Beneath this line are the data; copy exactly the part of them that opens with the line containing "ares_conn: use sock_funcs.agetsockname()" and closes with the line containing "in 02745437, we", and only that part.
[Start of Attachment]
PR #895, opened 2024-10-09
ares_conn: use sock_funcs.agetsockname() instead of getsockname()

tchaikov:
this change addresses an issue with DNS cookie invalidation for users of the legacy API and custom network stacks (e.g., Seastar's DNS).

in 02745437, we added an optional `agetsockname` to `ares_socket_functions_ex` struct, and intended to skip calling this function in DNS cookie invalidation if this function is not available for legacy API users.

but we are still calling this system call directly, this fails Seastar's DNS which uses c-ares to resolve names, and it uses the socket function table to override the network stack to use its own userspace TCP/IP stack, in that case, the fd passed to c-ares is not a valid file descriptor, hence the call fails.

in this change, we

- replace direct getsockname() call with sock_funcs.agetsockname()
- skip the call if agetsockname() is not configured

Refs 02745437

### DIFF
--- a/src/lib/ares_conn.c
+++ b/src/lib/ares_conn.c
@@ -129,6 +129,7 @@ static ares_status_t ares_conn_set_sockaddr(const ares_conn_t *conn,
 
 static ares_status_t ares_conn_set_self_ip(ares_conn_t *conn, ares_bool_t early)
 {
+  ares_channel_t         *channel = conn->server->channel;
   struct sockaddr_storage sa_storage;
   int                     rv;
   ares_socklen_t          len = sizeof(sa_storage);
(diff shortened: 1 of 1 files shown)


tchaikov:
@bradh352 hi Brad, could you please help review this change? i tested the main HEAD with Seastar. after applying this change, the tests exercising seastar's dns subsystem  passes.

tchaikov:
see also the discussion at https://github.com/c-ares/c-ares/pull/893#issuecomment-2396825207

bradh352:
ugh, I apparently committed the changes to ares_conn.c in a different branch I was working on.  Sorry about that.  I'll go ahead and accept this PR as mine did basically the same thing.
[End of Attachment]
REPLY:
ares_conn: use sock_funcs.agetsockname() instead of getsockname()

tchaikov:
this change addresses an issue with DNS cookie invalidation for users of the legacy API and custom network stacks (e.g., Seastar's DNS).

in 02745437, we added an optional `agetsockname` to `ares_socket_functions_ex` struct, and intended to skip calling this function in DNS cookie invalidation if this function is not available for legacy API users.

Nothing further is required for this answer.